I have wondered if after years of hustling desperately to seek comfort in growth, security, and validation, this year of hiding is simply a regenerative phase finally demanding to be honored. In the phase void of production, marketing and sales, I am trading income for reflection, validation for privacy, and creation for rest.
Within this space of uncomfortable stillness and self-doubt, I have been exploring my own personal projects. It is still too soon to share the results of these practices, but I have faith they can help me turn this low point into a period of clarity and growth in the months to come. In this moment I am also:
Executing a personal project I am calling “Analog Time” that is aimed to bring consistent and intentional inspiration into my daily routines.
Pursuing resources on ADHD. No longer avoiding, but embracing this diagnosis and relearning how to understand my behaviors and tendencies through this lens has been enlightening. I hope to learn and develop new strategies for my own personal progress.
Paying attention to what makes me feel curious and excited so that I can bring those crumbs of inspiration into my studio as I prepare for the final quarter.

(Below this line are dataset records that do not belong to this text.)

PR #81, opened 2022-12-07
refactor baseTest file

steven-xu-lf:
- added a helper `getEnvironmentVariable` function in the basetest file
- removed abbreviated variable names
- refactored basetest implementation to be the same as the sample project implementation
- did not update the changelog since this is only involving the integration tests
- added the `IS_NOT_GITHUB_ENVIRONMENT` variable so the integration tests can also run on github when pipeline is enabled

### DIFF
--- a/src/test/java/integration/BaseTest.java
+++ b/src/test/java/integration/BaseTest.java
@@ -57,9 +57,6 @@ public class BaseTest {
                     getEnvironmentVariable(AUTHORIZATION_TYPE));
         }
         repositoryId = getEnvironmentVariable(REPOSITORY_ID);
-        if (nullOrEmpty(repositoryId)) {
-            throw new IllegalStateException("Environment variable REPOSITORY_ID does not exist.");
-        }
         if (authorizationType == AuthorizationType.CLOUD_ACCESS_KEY) {
             servicePrincipalKey = getEnvironmentVariable(SERVICE_PRINCIPAL_KEY);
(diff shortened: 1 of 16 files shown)


src/test/java/integration/BaseTest.java
```diff
@@ -22,78 +22,86 @@ enum AuthorizationType {
...
+    protected static String servicePrincipalKey;
     protected static AccessKey accessKey;
-    protected static String repoId;
+    protected static String repositoryId;
     protected static Map<String, String> testHeaders;
     protected static RepositoryApiClient repositoryApiClient;
+    protected static String testHeaderValue;
     protected static String username;
     protected static String password;
     protected static String baseUrl;
```
lf-jason-jia: Does it make sense to make the rest of field `private static final`?

steven-xu-lf: yea so i think it probably makes more sense to make the rest of the fields `private static` other than the `repositoryId` and `repositoryApiClient` and since the remaining variables cannot be initialized right away and need to be assigned at certain parts of the implementation. Both the `repositoryId` and `repositoryApiClient` variables are used by the subclasses which is why i prefer to keep it at protected

lf-jason-jia: Got it. Thanks for the explanation.

lf-jason-jia (approved):

PR #82, opened 2022-12-07
Share classes with client core library

lf-jason-jia:
In this PR, we removed classes that exist both or are functionally equivalent in this project and the client core library (a dependency of this project). The idea is, the client core library (as its name suggests) should be a place where the core classes and methods are hosted.

So, removed classes are:

- ApiException: this is a request from a customer, where they have to awkwardly catch two ApiExceptions because one is from the core library, the other is from this library. After this PR, they no longer need to do this.
- ProblemDetails: this class also exists in the core library, no need to have our own.
- OffsetDateTimeDeserializer: the ObjectMapper implementation of the client core library also has this identical class so we don't have to host it.
- RepositoryClientObjectMapper.java: this class is functionally equivalent to the ObjectMapper implementation in the core library.

In ApiClient class, we had a Jackson ObjectMapper. However, we already have an ObjectMapper implementation in client core. So, part of this PR also replaces it with the client core one. As a result, each client will need an instance of ObjectMapper passed in from the constructor (so all clients share the same HTTP client and ObjectMapper, as opposed to shared HTTP client and separated ObjectMapper). As a result, the ObjectMapper implementation doesn't throw a `JsonProcessingException`, instead, just `RuntimeException`, so we updated the try-catch blocks too.


src/main/java/com/laserfiche/repository/api/RepositoryApiClientImpl.java
```diff
@@ -31,27 +32,30 @@ protected RepositoryApiClientImpl(RepositoryApiClientInterceptor interceptor, St
...
-        fieldDefinitionsClient = new FieldDefinitionsClientImpl(baseUrl, httpClient);
-        linkDefinitionsClient = new LinkDefinitionsClientImpl(baseUrl, httpClient);
-        repositoriesClient = new RepositoriesClientImpl(baseUrl, httpClient);
-        searchesClient = new SearchesClientImpl(baseUrl, httpClient);
-        serverSessionClient = new ServerSessionClientImpl(baseUrl, httpClient);
-        simpleSearchesClient = new SimpleSearchesClientImpl(baseUrl, httpClient);
-        tagDefinitionsClient = new TagDefinitionsClientImpl(baseUrl, httpClient);
-        tasksClient = new TasksClientImpl(baseUrl, httpClient);
-        templateDefinitionsClient = new TemplateDefinitionsClientImpl(baseUrl, httpClient);
+        attributesClient = new AttributesClientImpl(baseUrl, httpClient, objectMapper);
```
samadpaydar3: I think the ...ClientImpl's constructor can retrieve the object mapper from httpClient, like
`httpClient.config().getObjectMapper()
`If yes, we can remove the third parameter

lf-jason-jia: Good point. I will update the code here and for the code generator.

lf-jason-jia: Good morning. Sorry for the delay. I updated the code (both here and the code generator) to remove the parameter from constructor and get the ObjectMapper from the HTTP client.

samadpaydar3 (approved):

PR #84, opened 2022-12-20
Update javadoc

jason-chan-lf:
- Add missing javadoc
- Add javadoc links to classes and methods
- Add javadoc for setters for encapsulated parameter classes because users will be using the setters more often and better to call out that it uses the builder design pattern.
- Add missing encapsulated parameter javadoc in ForEach methods
- Disable generating javadoc in implementation classes. ForEach and NextLink methods already had their javadoc disabled in implementations
- Fix error in using closed repository api client when running all integration tests 
- Fix test assertion strings


src/main/java/com/laserfiche/repository/api/clients/params/ParametersForAssignEntryLinks.java
```diff
@@ -40,7 +55,7 @@ public ParametersForAssignEntryLinks setEntryId(int entryId) {
     /**
      * The requested entry ID.
      *
-     * @return int The return value
+     * @return {@link int} The return value
```
samadpaydar3: I think link does not work for primitive data types, like int, float.
When I try to ctrl+click on it, it is not clickable.

src/main/java/com/laserfiche/repository/api/clients/params/ParametersForAssignFieldValues.java
```diff
@@ -4,6 +4,9 @@
 
 import java.util.Map;
 
+/**
+ * The encapsulated parameters for {@link com.laserfiche.repository.api.clients.impl.EntriesClientImpl#assignFieldValues(ParametersForAssignFieldValues) assignFieldValues}.
```
samadpaydar3, line 8: This is not clear for me.
Shouldn't it be just 
{@link com.laserfiche.repository.api.clients.impl.EntriesClientImpl#assignFieldValues(ParametersForAssignFieldValues)}


instead of 
{@link com.laserfiche.repository.api.clients.impl.EntriesClientImpl#assignFieldValues(ParametersForAssignFieldValues) assignFieldValues}

src/main/java/com/laserfiche/repository/api/clients/params/ParametersForCancelOperation.java
```diff
@@ -12,6 +15,12 @@ public class ParametersForCancelOperation {
      */
     private String operationToken;
 
+    /**
+     * Builder for setting the repoId parameter.
```
samadpaydar3: I am not sure if it is good to mention Builder here, as we are not actually following builder pattern. I mean, when using Builder pattern, something like this is expected 
new ParametersForCancelOperationBuilder().setter1().setter2().setter3()....build();
but we provide no build method, and the client needs to explicitly call the constructor, like
new ParametersForCancelOperation().setter1().setter2()...

src/main/java/com/laserfiche/repository/api/clients/params/ParametersForCancelOrCloseSearch.java
```diff
@@ -12,6 +15,12 @@ public class ParametersForCancelOrCloseSearch {
      */
     private String searchToken;
 
+    /**
+     * Builder for setting the repoId parameter.
```
samadpaydar3: maybe better to use "attribute" instead of "parameter", i.e.
Builder for setting the repoId attribute.

jason-chan-lf: I used the term "parameter" to follow the class name since it is like "ParametersFor..."

samadpaydar3: Correct. I got it.

src/main/java/com/laserfiche/repository/api/clients/params/ParametersForAssignFieldValues.java
jason-chan-lf: If the javadoc was `{@link com.laserfiche.repository.api.clients.impl.EntriesClientImpl#assignFieldValues(ParametersForAssignFieldValues)}` then it would look like this in the ide.
image

If the javadoc was `{@link com.laserfiche.repository.api.clients.impl.EntriesClientImpl#assignFieldValues(ParametersForAssignFieldValues) assignFieldValues}` then it would look like this in the ide.
image

The second parameter in the `@link` is a text label to make the documentation less bloated with the namespace information. But if you think that information is good, then I can use the first option instead. Or maybe I can change the text label to `EntriesClientImpl.assignFieldValues` if you think that is better

samadpaydar3: Yes. You are correct. The second screenshot is better, as it is less verbose. Also the assignFieldValues is clickable, so, don't think it needs to be the fully-qualified name.
So, the current code is ok.

src/main/java/com/laserfiche/repository/api/clients/params/ParametersForCancelOperation.java
jason-chan-lf: Update the description to use the following format
`Sets the value of the __ parameter and returns the current object, to enable chaining further setters.`

src/main/java/com/laserfiche/repository/api/clients/params/ParametersForAssignEntryLinks.java
jason-chan-lf: I removed the `@link` for primitive types. thanks for catching it.

samadpaydar3 (approved):

PR #86, opened 2023-01-09
add afterSend() implementation and refactored the majority of the existing implementation

steven-xu-lf:
Added `afterSend()` and retry implementation as `sendRequestParseResponse()` method in the `ApiClient` class which includes
  - 401 status code check to call the `afterSend()` function
  - `isIdempotent()` check to call the `afterSend()` function 
  - Wrapped a while loop around each API implementation for retry logic and call `beforeSend()` in the beginning of the while loop  
  - Refactoring almost all API methods to call `sendRequestParseResponse()`

Refactored implementation for `importDocument` edge case
Refactored the `beforeSend()` method to the `exportDocument` API edge case (the `afterSend()` method will be done in another PR)

Refactored the entire structure of almost all of the implementation by:
- Adding a common sendAsync type of method `sendRequestParseResponse(
            UnirestInstance httpClient,
            ObjectMapper objectMapper, Class<TResponse> deserializedResponseType,
            HttpRequestHandler httpRequestHandler, String url, String requestMethod,
            String contentType,
            Object requestBody,
            String queryStringFields,
            Collection<?> queryStringFieldList,
            Map<String, Object> queryParameters, Map<String, Object> pathParameters,
            Map<String, String> headerParametersWithStringTypeValue,
            boolean isDynamicFieldValues)` method in the `ApiClient` class for almost all APIs to call
- removed both Self Hosted and OAuth `interceptors` and added a `beforeSend()` method in the `ApiClient` class which will call the `beforeSend()` method in the client core repo and modify the request URL
- Added additional helper functions in the `ApiClient` class such as: `isRetryableStatusCode()`, `combineURLs`, `isJsonResponse`, `createApiException`, `shouldThrowException`
- Added the `private HttpRequestHandler httpRequestHandler;` field to each `clientImpl` class and passed it in as a parameter from the `RepositoryApiClientImpl` class

Added a minor assertion check to an `AttributeClient` integration test 

Ran all the integration tests against OAuth and Selfhosted


src/main/java/com/laserfiche/repository/api/clients/impl/ApiClient.java
```diff
@@ -27,15 +31,16 @@ public ApiClient(String baseUrl, UnirestInstance httpClient) {
                 .getObjectMapper();
     }
 
-    protected String mergeMaxSizeIntoPrefer(int maxSize, String prefer) {
+    protected static String mergeMaxSizeIntoPrefer(int maxSize, String prefer) {
```
steven-xu-lf: move all the static functions in a utility new class so they do not need to be generated

src/main/java/com/laserfiche/repository/api/clients/impl/ApiClient.java
```diff
@@ -88,10 +93,250 @@ protected String toJson(Object object) {
...
+        if (err
+                .getProblemDetails()
+                .getTitle()
+                .equals("The user account name or password is incorrect. [9010]")) {
+            return true;
+        }
+        return false;
+    }
+
+    protected static <TResponse> TResponse sendRequestParseResponse(
```
steven-xu-lf: consider using lambda functions to be passed in instead of all these parameters due to it being easier to check status codes

src/main/java/com/laserfiche/repository/api/clients/impl/ApiClient.java
steven-xu-lf: moved all static functions to the `ApiUtilClient` class except for `sendRequestWithRetry` and the new created `parseDictionaryResponse()` function since they are more closely related to the ApiClient and could be frequently changed in the future

src/main/java/com/laserfiche/repository/api/clients/impl/ApiClient.java
steven-xu-lf: added a lambda parse function for every API client except for 2 additional edge cases (i.e. `getDocumentContentType` and `getDynamicFieldValues`)
For those 2 edge cases:
added a lambda function as a helper function in the `ApiClient` class for the `getDynamicFields` API
removed lambda function for getDocumentType since it was already included in the `sendResponse` function

steven-xu-lf (commented):
**Note:** I noticed that the lambda function already handles all the json response checking so i just removed that part of the implementation in the sendResponse 

Note #2: Removed the `shouldThrowException()` method since I think all the APIServerException in this case should be thrown 

Note #3: Removed all retrying error message print statements since it is not necessary to send that message to the user

jason-chan-lf (approved):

I sincerely hope these small intentional projects help me regain my footing in a creative cycle that I can feel proud of. Thank you for holding this space with me. Thank you for witnessing me where I am at. As always if this message resonates with you please feel free to hit “reply” if you are viewing in email or comment if you are a user of substack. The responses have often been the some of most sacred gifts I have received in my creative journey. I appreciate them more than you know.
With Love and Awe-
Kirsten
-minor house keeping-
the annual gifts to paid subscribers were supposed to be a primary studio-focus in the month of July, as the fore-mentioned fatigue greatly impacted my studio hours this summer, that project has been pushed to September and the gifts will ship before the end of October. Thank you so much for the support. I intend for these gifts to be extra special this year to make up for my neglect.
lots of love to you 💛
Thank you for sharing Kirsten. I resonate so much with so much of what you shared and wish you grace and patience and softness as you return.